A few things from this project that I'd carry to the next one.

• Match training shapes to inference shapes. A model trained on single sentences will emit single sentences. Multi-paragraph output needs multi-paragraph examples in the training data. The eval loss curve gives you no warning about this. Mine dropped beautifully on both runs.
• The system prompt is voice, not content. Keep it identical across all examples. Cover persona, journal register, and style. Anything specific, like a dataset name or a topic, belongs in the user turn, because details in the system prompt bleed into every output.
• Frame pairs around the task you do. I draft from rough text, so every pair is a rewrite with a roughed-up draft on the input side. If I were drafting from blank pages, the pair shapes would look different.
• Generate the rough draft, don't write it. Hand-writing 1,400 rough drafts would be a part-time job. Asking GPT-5.4-mini to de-polish published prose into three named rough styles ("AI-generic," "verbose co-author," "loose first draft") cost about $2 and an afternoon.

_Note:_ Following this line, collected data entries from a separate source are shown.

PR #3273, opened 2026-06-18
fix(CI): add codecov action

LightOfHeaven1994:
## What
ci:verify script was taking care of uploading coverage before, but it got broken because of outdated codecov cli. To avoid such issues in the future, we better use upload codecov action which is supported

## Summary by Sourcery

CI:
- Add a Codecov upload step to the checks workflow to publish multiple coverage-final.json reports and fail the job if upload errors occur.


raswonders (approved):
lgtm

• Eyeball the pairs before training. A 20-line HTML viewer with arrow-key nav and a search box saved at least one failed GPU run by catching abstracts where the rough draft had collapsed into a summary.
• Don't hand-pin ML image dependencies. Find a maintainer's working pin set (Modal staff publish theirs in modal-labs/modal-examples) and copy it verbatim. The torch/transformers/xformers/bitsandbytes matrix moves too fast to chase by hand.
• Trial-first, full-run-second, at every stage. Smoke-test on one paper for data generation, on 50 steps for training, on a single prompt for inference. Each smoke test is cheap, and each one has caught something stupid at least once.

The fine-tuned model now drafts the first version of most abstracts and limitations sections I write. I still edit the output, but I am editing my own voice instead of arguing with a chatbot. The gap between the first run and this one came down to the shape of the data.